▶ **Dataset**

....................

PR #2952, opened 2023-03-01
Convert docstring example to doctest

navidcy:


tomchor (approved):
LGTM

let's make sure tests pass though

....................

▶ **Requirement**
The records shown earlier should all be returned verbatim.

▶ **Response box**
PR #2952, opened 2023-03-01
Convert docstring example to doctest

navidcy:


tomchor (approved):
LGTM

let's make sure tests pass though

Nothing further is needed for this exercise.